DESCRIPTION OF THE TASK
Could you reproduce all of these records exactly?

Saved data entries
PR #217, opened 2025-04-04
Printing location of unsolved unification variables

Foxinio:
Before getting `Unsolved unification variable left` meant walking in the dark trying to figure, where this error came from.
Now when seeing this error it will be accompanied by location where the unification variable was created:
```
fatal error: Unsolved unification variable left
 -> test1.fram
 1 | let id a = a
 2 |>let _ = id
   |         ^^
```

### DIFF
--- a/src/EffectInference/Error.ml
+++ b/src/EffectInference/Error.ml
@@ -129,6 +129,4 @@ let unused_pattern ~pos =
   (pos, "This pattern is unused")
 
 let unsolved_unification_variable ~pos =
-  InterpLib.Error.report ~pos ~cls:FatalError
-    "Unsolved unification variable left";
-  raise InterpLib.Error.Fatal_error
+  (pos, "Unsolved unification variable left")
--- a/src/EffectInference/Error.ml
+++ b/src/EffectInference/Error.ml
@@ -128,7 +128,7 @@ let non_exhaustive_match ~pos ctx =
 let unused_pattern ~pos =
   (pos, "This pattern is unused")
 
-let unsolved_unification_variable () =
-  InterpLib.Error.report ~cls:FatalError
+let unsolved_unification_variable ~pos =
+  InterpLib.Error.report ~pos ~cls:FatalError
     "Unsolved unification variable left";
   raise InterpLib.Error.Fatal_error
--- a/src/TypeInference/Expr.ml
+++ b/src/TypeInference/Expr.ml
@@ -209,8 +209,6 @@ let rec check_repl_def_seq ~tcfix env def_seq tp =
           match tp_req with
           | Check tp -> (tp, Checked)
           | Infer    ->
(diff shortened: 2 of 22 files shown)


src/EffectInference/Error.ml
```diff
@@ -128,7 +128,7 @@ let non_exhaustive_match ~pos ctx =
 let unused_pattern ~pos =
   (pos, "This pattern is unused")
 
-let unsolved_unification_variable () =
-  InterpLib.Error.report ~cls:FatalError
+let unsolved_unification_variable ~pos =
+  InterpLib.Error.report ~pos ~cls:FatalError
```
ppolesiuk, line 132: With position attached, this error can be treated as other errors in this module: they can be translated to a pair position-message, and raised using `fatal` function.

src/TypeInference/Expr.ml
```diff
@@ -209,7 +209,9 @@ let rec check_repl_def_seq ~tcfix env def_seq tp =
           match tp_req with
           | Check tp -> (tp, Checked)
           | Infer    ->
-            let tp = Env.fresh_uvar env T.Kind.k_type in
+            (* This probably can be something more than nowhere,
+                but will require significant refactor *)
```
ppolesiuk, line 213: I agree, and I think that we should just don't care about that. Showing locations of unsolved unification variables would make sense in batch mode, but in REPL we are going to tolerate such variables. In the future it will be impossible to see an error at this location.

src/Utils/Position.ml
```diff
@@ -75,6 +75,39 @@ let join p1 p2 =
   ; pos_end_bol    = p2.pos_end_bol
   }
 
+let join_sorted p1 p2 =
```
ppolesiuk, line 78: This function is not documented.

src/Utils/Position.ml
```diff
@@ -75,6 +75,39 @@ let join p1 p2 =
...
+  and pos_length = abs (p2.pos_start_cnum - p1.pos_start_cnum)
+    + max p1.pos_length p2.pos_length
+  and pos_fname = p1.pos_fname
+  in { pos_fname; pos_start_line; pos_start_cnum
+  ; pos_start_bol; pos_length; pos_end_line; pos_end_bol }
+
+(** Join list of positions into single one.
+  It take file name the head of the list and join the rest.
+  Returns Position.nowhere for empty list *)
+let join_list f xs =
```
ppolesiuk, line 104: Where this function is used? Do we need it?

ppolesiuk (commented):
Thanks! The changes look good and enhance user experience. I opt for merging them, but first some minor things should be improved. See comments below.

wojpok (approved):
Cool feature, looks good

dominik-muc (approved):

RESULT OF THE EXERCISE
PR #217, opened 2025-04-04
Printing location of unsolved unification variables

Foxinio:
Before getting `Unsolved unification variable left` meant walking in the dark trying to figure, where this error came from.
Now when seeing this error it will be accompanied by location where the unification variable was created:
```
fatal error: Unsolved unification variable left
 -> test1.fram
 1 | let id a = a
 2 |>let _ = id
   |         ^^
```

### DIFF
--- a/src/EffectInference/Error.ml
+++ b/src/EffectInference/Error.ml
@@ -129,6 +129,4 @@ let unused_pattern ~pos =
   (pos, "This pattern is unused")
 
 let unsolved_unification_variable ~pos =
-  InterpLib.Error.report ~pos ~cls:FatalError
-    "Unsolved unification variable left";
-  raise InterpLib.Error.Fatal_error
+  (pos, "Unsolved unification variable left")
--- a/src/EffectInference/Error.ml
+++ b/src/EffectInference/Error.ml
@@ -128,7 +128,7 @@ let non_exhaustive_match ~pos ctx =
 let unused_pattern ~pos =
   (pos, "This pattern is unused")
 
-let unsolved_unification_variable () =
-  InterpLib.Error.report ~cls:FatalError
+let unsolved_unification_variable ~pos =
+  InterpLib.Error.report ~pos ~cls:FatalError
     "Unsolved unification variable left";
   raise InterpLib.Error.Fatal_error
--- a/src/TypeInference/Expr.ml
+++ b/src/TypeInference/Expr.ml
@@ -209,8 +209,6 @@ let rec check_repl_def_seq ~tcfix env def_seq tp =
           match tp_req with
           | Check tp -> (tp, Checked)
           | Infer    ->
(diff shortened: 2 of 22 files shown)


src/EffectInference/Error.ml
```diff
@@ -128,7 +128,7 @@ let non_exhaustive_match ~pos ctx =
 let unused_pattern ~pos =
   (pos, "This pattern is unused")
 
-let unsolved_unification_variable () =
-  InterpLib.Error.report ~cls:FatalError
+let unsolved_unification_variable ~pos =
+  InterpLib.Error.report ~pos ~cls:FatalError
```
ppolesiuk, line 132: With position attached, this error can be treated as other errors in this module: they can be translated to a pair position-message, and raised using `fatal` function.

src/TypeInference/Expr.ml
```diff
@@ -209,7 +209,9 @@ let rec check_repl_def_seq ~tcfix env def_seq tp =
           match tp_req with
           | Check tp -> (tp, Checked)
           | Infer    ->
-            let tp = Env.fresh_uvar env T.Kind.k_type in
+            (* This probably can be something more than nowhere,
+                but will require significant refactor *)
```
ppolesiuk, line 213: I agree, and I think that we should just don't care about that. Showing locations of unsolved unification variables would make sense in batch mode, but in REPL we are going to tolerate such variables. In the future it will be impossible to see an error at this location.

src/Utils/Position.ml
```diff
@@ -75,6 +75,39 @@ let join p1 p2 =
   ; pos_end_bol    = p2.pos_end_bol
   }
 
+let join_sorted p1 p2 =
```
ppolesiuk, line 78: This function is not documented.

src/Utils/Position.ml
```diff
@@ -75,6 +75,39 @@ let join p1 p2 =
...
+  and pos_length = abs (p2.pos_start_cnum - p1.pos_start_cnum)
+    + max p1.pos_length p2.pos_length
+  and pos_fname = p1.pos_fname
+  in { pos_fname; pos_start_line; pos_start_cnum
+  ; pos_start_bol; pos_length; pos_end_line; pos_end_bol }
+
+(** Join list of positions into single one.
+  It take file name the head of the list and join the rest.
+  Returns Position.nowhere for empty list *)
+let join_list f xs =
```
ppolesiuk, line 104: Where this function is used? Do we need it?

ppolesiuk (commented):
Thanks! The changes look good and enhance user experience. I opt for merging them, but first some minor things should be improved. See comments below.

wojpok (approved):
Cool feature, looks good

dominik-muc (approved):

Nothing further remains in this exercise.